Objective: We determine whether an ecological interface display for nuclear power plant operations supports improved situation awareness over traditional and user-centered displays in a realistic environment. Background: Ecological interface design (EID) has not yet been fully evaluated with real operators facing realistic scenarios. Method: Ecological displays were evaluated alongside traditional and user-centered "advanced" displays in a full-scope nuclear power plant simulation. Licensed plant operators used the displays in realistic scenarios that either had procedural support or did not have procedural support. All three displays were evaluated for their ability to support operator situation awareness. Results: A significant three-way interaction effect was observed on two independent measures of situation awareness. For both measures, ecological displays improved situation awareness in scenarios that did not have procedural support, primarily in the detection phases of those scenarios. No other pronounced effects appeared across both measures. Conclusions: The observed improvement was sufficiently large to suggest that EID could improve situation awareness in situations where procedures are unavailable.

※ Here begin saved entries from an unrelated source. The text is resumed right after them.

PR #12639, opened 2025-11-04
Parallel dir entry sync options

zwoop:
The idea here is to allow a configurable amount of directory synchronization to disk, where -1 means "as much parallelism as there are drives". This does have the downside of consuming additional memory during the sync phase.

The default is no parallelization still (same behavior as before). This does however move the sync continuation to the ET_TASK threads, even though most of their work is done on the AIO threads (but feels more correct to move these away from ET_NET).

### DIFF
--- a/src/iocore/cache/P_CacheDir.h
+++ b/src/iocore/cache/P_CacheDir.h
@@ -28,6 +28,7 @@
 #include "iocore/eventsystem/Continuation.h"
 #include "iocore/aio/AIO.h"
 #include "tscore/Version.h"
+#include "tscore/hugepages.h"
 
 #include <cstdint>
 #include <ctime>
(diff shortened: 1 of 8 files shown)


zwoop:
Behavior with the setting set to "1":

```
[Nov  4 17:38:31.792] [ET_NET 1] DIAG: <CacheDir.cc:888 (dir_sync_init)> (dir_sync) Disk /tmp/CACHE2/cache.db: 4 stripe(s) assigned to task 0
[Nov  4 17:38:31.792] [ET_NET 1] DIAG: <CacheDir.cc:888 (dir_sync_init)> (dir_sync) Disk /tmp/CACHE/cache.db: 4 stripe(s) assigned to task 0
```

Behavior when set to -1:

```
[Nov  4 17:39:56.977] [ET_NET 1] DIAG: <CacheDir.cc:888 (dir_sync_init)> (dir_sync) Disk /tmp/CACHE/cache.db: 4 stripe(s) assigned to task 0
[Nov  4 17:39:56.977] [ET_NET 1] DIAG: <CacheDir.cc:888 (dir_sync_init)> (dir_sync) Disk /tmp/CACHE2/cache.db: 4 stripe(s) assigned to task 1
```

src/iocore/cache/P_CacheDir.h
```diff
@@ -39,6 +40,7 @@ struct CacheVC;
 class CacheEvacuateDocVC;
 
 // #define LOOP_CHECK_MODE 1
```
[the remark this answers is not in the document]
zwoop: This is inline with existing code semantics.

src/records/RecordsConfig.cc
```diff
@@ -853,6 +853,8 @@ static constexpr RecordElement RecordsConfig[] =
   ,
   {RECT_CONFIG, "proxy.config.cache.dir.sync_max_write", RECD_INT, "2097152", RECU_DYNAMIC, RR_NULL, RECC_NULL, nullptr, RECA_NULL}
   ,
+  {RECT_CONFIG, "proxy.config.cache.dir.sync_parallel_tasks", RECD_INT, "1", RECU_DYNAMIC, RR_NULL, RECC_NULL, nullptr, RECA_NULL}
```
bneradt: `RECU_DYNAMIC` means reloadable. Is that somehow the case?

zwoop: No it's not. Fixed.

bneradt (approved):

zwoop:
[approve ci]

PR #12642, opened 2025-11-05
vscode: associate .test.ext files with Python

bneradt:
This adds a .vscode/settings.json file to make vscode aware that .test.ext files are Python files.

### DIFF
--- a/.vscode/settings.json
+++ b/.vscode/settings.json
@@ -1,0 +1,6 @@
+{
+    "files.associations": {
+        "*.test.ext": "python"
+    }
+}
+


.vscode/settings.json
```diff
@@ -0,0 +1,6 @@
+{
+    "files.associations": {
+        "*.test.ext": "python"
```
masaori335, line 3: This is helpful. However, why we can't use `.py` for these python files?

bneradt: Good question. `test.ext` is currently what the autest framework expects for these extensions. Maybe we can update it to also accept `.ext.py` or something?

masaori335: I'm +1 to changing them to `.ext.py`

cmcfarlen:

PR #12649, opened 2025-11-06
autest: --thread-limit 1 by default for Proxy Verifier

bneradt:
For production traffic simulation, Proxy Verifier by default runs
through the specified connections in parallel. But for our end to end
tests, that hardly ever makes sense. Rather we want the tests to
deterministically run through each specified connection sequentially.
This patch does so by passing --thread-limit 1 as a default option to
the Proxy Verifier client in the client extension. Many tests were
specifying this already anyway, so this saves some burden on client
configuration for each of the test descriptions.


cmcfarlen:

PR #12653, opened 2025-11-10
Add percentage weight to server_groups_list

jasmine-nahrain:
This adds the option to choose how often a server group is used in sni.

### DIFF
--- a/src/iocore/net/SNIActionPerformer.cc
+++ b/src/iocore/net/SNIActionPerformer.cc
@@ -521,6 +521,10 @@ ServerGroupsList::SNIAction(SSL &ssl, const Context & /* ctx ATS_UNUSED */) cons
   for (auto const &g : server_groups_list) {
     total += g.weight;
   }
+  if (total < 1) {
+    Warning("server_groups_list has invalid weights (sum <= 0)");
+    return SSL_TLSEXT_ERR_ALERT_WARNING;
+  }
 
   int         r         = random() % total;
   int         culmative = 0;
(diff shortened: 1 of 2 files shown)


doc/admin-guide/files/sni.yaml.en.rst
```diff
@@ -171,6 +171,37 @@ server_groups_list                       Inbound   Specifies an override to the
                                                    :file:`records.yaml` configuration. See the
                                                    `OpenSSL SSL_CTX_set_groups_list <https://docs.openssl.org/3.5/man3/SSL_CTX_set1_curves/>`_
                                                    documentation.
+                                                   
+                                                   Each item contains a group key identifying the server group name and optionally, 
+                                                   a percentage key that determines how frequently that group is selected when multiple 
+                                                   entries are present.
+                                                   
+                                                   Percentages are relative; they do not need to sum to 100. Any omitted percentage defaults to 100.
```
maskit: Maybe it's a ratio then?

maskit: Or maybe a weight as you say on the subject.

maskit:
I'm not too sure if this is a good approach. groups_list is probably not the only setting that users would want to configure like this. And some of those may not be controllable on sni.yaml.

I feel like making A/B test plugin is a better approach. I can't think of any reason to have the mechanism on ATS core.

maskit:
This is what I'm thinking. We'd need to introduce a new TS API to set group_list, but the idea is basically enabling plugins to do something on an SNI action. The difference from a global plugin that uses `TS_SSL_SERVERNAME_HOOK` would be that the plugin doesn't need to lookup server names. The plugin (`TSSNIDoAction`) will be called only if ATS core finds a plugin-action for the server name, like remap plugins are called only if there's a match.
https://github.com/apache/trafficserver/pull/12658

jasmine-nahrain:
[approve ci autest 1]

jasmine-nahrain:
The approach recommended in #12658 should be explored if picking this back up

PR #12658, opened 2025-11-11
Add support for SNI plugin

maskit:
This enables writing SNI actions as plugins.

The implementation is experimental. We'd have to introduce new TS APIs to do various things on the plugins, but that would be next step.

To use SNI plugins, you need to use `plugins` keyword on sni.yaml. For example:
```yaml
sni:
- fqdn: example.com
  http2: on
  plugins:
    - path: my_sni_action.so
      parameters: test
```

This is a draft. It does not have code for config reload and cleanup.


bryancall:
Can we use the SSL plugin interface instead of adding a new type of plugin?

maskit:
`TS_SSL_SERVERNAME_HOOK` could be used on global plugins, but it would require all those plugins to have own config files like sni.conf and also server name lookup which could potentially be done in a different manner (e.g. wildcard vs regex). In other words, it would be like writing a remap plugin as a global plugin and do all the remap work on the plugin. I don't think that makes sense.

maskit:
This PR was just to show an alternative approach, and I don't have plans to make this progress. Please feel free to take the unfinished code and finish it if you like the idea.

PR #12664, opened 2025-11-13
Store proxy-verifier in .git directory and fix AUTEST_OPTIONS escaping

bneradt:
- Store proxy-verifier in .git directory to share across build directories  
- Fix AUTEST_OPTIONS space escaping issue in cmake targets


cmcfarlen (commented):
I can understand downloading to the .git directory to save from multiple builds downloading the same file, but I'm not sure I understand why we wouldn't want to just download it at configure time if the AUTEST build option is specified.  This adds quite a bit of complexity to the autest parts of the build (arguably the most complicated part already).

bneradt:
> I can understand downloading to the .git directory to save from multiple builds downloading the same file, but I'm not sure I understand why we wouldn't want to just download it at configure time if the AUTEST build option is specified. This adds quite a bit of complexity to the autest parts of the build (arguably the most complicated part already).

Sounds good. I reverted that part so that proxy verifier is now fetched via the cmake config step again.

Thanks for the review!

cmcfarlen (approved):

cmcfarlen:

PR #12665, opened 2025-11-15
Fix negative_caching_lifetime being overridden by ttl-in-cache

bneradt:
When both negative_caching_lifetime and cache.config ttl-in-cache are configured, ttl-in-cache was incorrectly taking precedence for negative responses (404, 403, 500, etc.). This caused negative responses to be cached for the ttl-in-cache duration instead of the intended shorter negative_caching_lifetime. The fix modifies what_is_document_freshness() to skip the ttl-in-cache check for negatively cached responses, allowing them to use the Expires header set by negative_caching_lifetime instead.

---

# For Review

Configuring github to ignore whitespace is helpful in viewing this patch.


masaori335 (approved):
Looks good to me.

Issue #6261, opened 2019-12-13
Cannot log Transfer-Encoding:chunked from origin


ema:
I have tried logging the value of `Transfer-Encoding` as returned by an origin server. The log format string looks like this:

`'test: %<chi> - %<caun> [%<cqtn>] "%<cqtx>" %<pssc> %<pscl> BerespHeader:Transfer-Encoding:%<{Transfer-Encoding}ssh>'`

When the origin returns `Transfer-Encoding: gzip` things look fine:

`test: 127.0.0.1 - - [13/Dec/2019:10:58:05 +0100] "GET http://127.0.0.1:6533/te HTTP/1.1" 200 3 BerespHeader:Transfer-Encoding:gzip`

If instead `Transfer-Encoding` is `chunked`, the value mysteriously disappears:
`test: 127.0.0.1 - - [13/Dec/2019:10:58:25 +0100] "GET http://127.0.0.1:6533/te HTTP/1.1" 200 0 BerespHeader:Transfer-Encoding:-`

I have confirmed with the xdebug plugin that the origin does indeed send TE:chunked.
8.0.5 is affected.

PR #12667, opened 2025-11-17
Transfer-Encoding:chunked log field fix

bneradt:
When an origin server returns Transfer-Encoding:chunked, ATS removes
this header during response processing to handle dechunking. This
prevented the original header value from being logged via
%<{Transfer-Encoding}ssh>. This fix stores the original
Transfer-Encoding value before deletion and uses the stored value if
requested via the ssh field.

Fixes: #6261

### DIFF
--- a/include/proxy/http/HttpTransact.h
+++ b/include/proxy/http/HttpTransact.h
@@ -635,6 +635,7 @@ public:
     bool            trust_response_cl          = false;
     ResponseError_t response_error             = ResponseError_t::NO_RESPONSE_HEADER_ERROR;
     bool            extension_method           = false;
+    std::string     server_response_transfer_encoding; ///< Storage for logging.
 
     _HeaderInfo() {}
   };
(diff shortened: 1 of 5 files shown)


include/proxy/http/HttpTransact.h
```diff
@@ -635,6 +635,7 @@ class HttpTransact
     bool            trust_response_cl          = false;
     ResponseError_t response_error             = ResponseError_t::NO_RESPONSE_HEADER_ERROR;
     bool            extension_method           = false;
+    std::string     server_response_transfer_encoding; ///< Storage for logging.
```
masaori335, line 638: IIUC, `current.server->transfer_encoding` stores the type of Transfer-Encoding. De we really need copy of the header here?

bneradt: Thanks for the review. 

current.server->transfer_encoding is an enum over these values:

```
  enum class TransferEncoding_t {
    NONE = 0,
    CHUNKED,
    DEFLATE,
  };
```

That will not allow us to fully replicate the original string, which might contain "deflate", "chunked", or the like and any combination of them. The ops users of this field want to know the full string sent from the origin, but we delete the field entirely. Thus it is always currently empty. This PR stores the origin resonse's string for logging.

masaori335: Makes sense. Thank you for explanation.

PR #12857, opened 2026-02-04
Fix autest compatibility with Fedora 43 / Python 3.14

bryancall:
## Summary

This PR fixes multiple autest compatibility issues that cause test failures on modern systems like Fedora 43 with Python 3.14 and OpenSSL 3.x.

### Python 3.14 Compatibility Fixes
- Fix `kwargs.iteritems()` → `kwargs.items()` in `microserver.test.ext`
- Add missing `os` import in `microserver.test.ext` and `conditions.test.ext`
- Add explicit UTF-8 encoding to socket `decode()` calls
- Replace deprecated `socket.error` with `OSError` in `ports.py`
- Add socket timeout to prevent `recv()` from hanging indefinitely

### TLS Protocol Deprecation Fixes
- Add `HasLegacyTLSSupport()` condition to detect TLSv1.0/TLSv1.1 support
- Skip `tls_client_versions` tests on systems without legacy TLS support
- Modern OpenSSL 3.x + Fedora crypto-policies disable TLSv1.0/TLSv1.1 by default
- Detection uses actual TLS connection test to handle crypto-policy restrictions

### Timing Improvements
- Increase sleep duration in `polite_hook_wait.cc` from 200ms to 500ms to account for variable scheduling latency

## Test Plan

Tested on:
- Fedora 43 (Server Edition)
- Python 3.14.2
- GCC 15.2.1
- OpenSSL 3.x with DEFAULT crypto-policy

Results:
- TLS client_versions tests now properly skip instead of failing
- Core autest functionality works correctly
- No regressions observed

### DIFF
--- a/tests/gold_tests/autest-site/conditions.test.ext
+++ b/tests/gold_tests/autest-site/conditions.test.ext
@@ -16,6 +16,7 @@
 #  See the License for the specific language governing permissions and
 #  limitations under the License.
 
+import os
 import subprocess
 import json
 import re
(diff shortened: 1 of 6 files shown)


bryancall:
## Review Feedback Response

Addressed Copilot's comments in commit 20a8bafe4b.

### Fixed

| # | Comment | Fix |
|---|---------|-----|
| 1 | HasLegacyTLSSupport connects to www.google.com:443, depends on external network | Replaced with `127.0.0.1:1` (localhost, closed port). "Connection refused" = TLSv1 available, "no protocols available" = blocked by crypto-policy. No network dependency. |
| 2 | TimeoutExpired returns True (false positive) | Changed to return False -- timeout on localhost means something is wrong, not that TLSv1 works |
| 3 | SkipUnless in tls_client_versions.test.py passes invalid reason string | Removed the string arg. SkipUnless only accepts Condition objects; the reason is already in the Condition definition. |
| 4 | SkipUnless in tls_client_versions_minmax.test.py passes invalid reason string | Same fix as above |

### Not Fixed (with rationale)

| # | Comment | Reason |
|---|---------|--------|
| 1 | Only probes TLSv1.0, not TLSv1.1 | Crypto-policies (Fedora DEFAULT, RHEL DEFAULT, etc.) always disable TLSv1.0 and TLSv1.1 together. Testing one is sufficient. Added docstring explaining this rationale. |

bneradt (approved):

cmcfarlen:
Cherry-picked to 10.2.x

cmcfarlen:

However, the EID displays did not lead to improved situation awareness in the other conditions of the evaluation, and participants using these displays occasionally underperformed on single measures of situation awareness. This suggests that the approach requires further development, particularly in integrating EID with procedural support. Application: This research has important findings for the ongoing development of the EID approach, the design of industrial operator displays, and design to support situation awareness.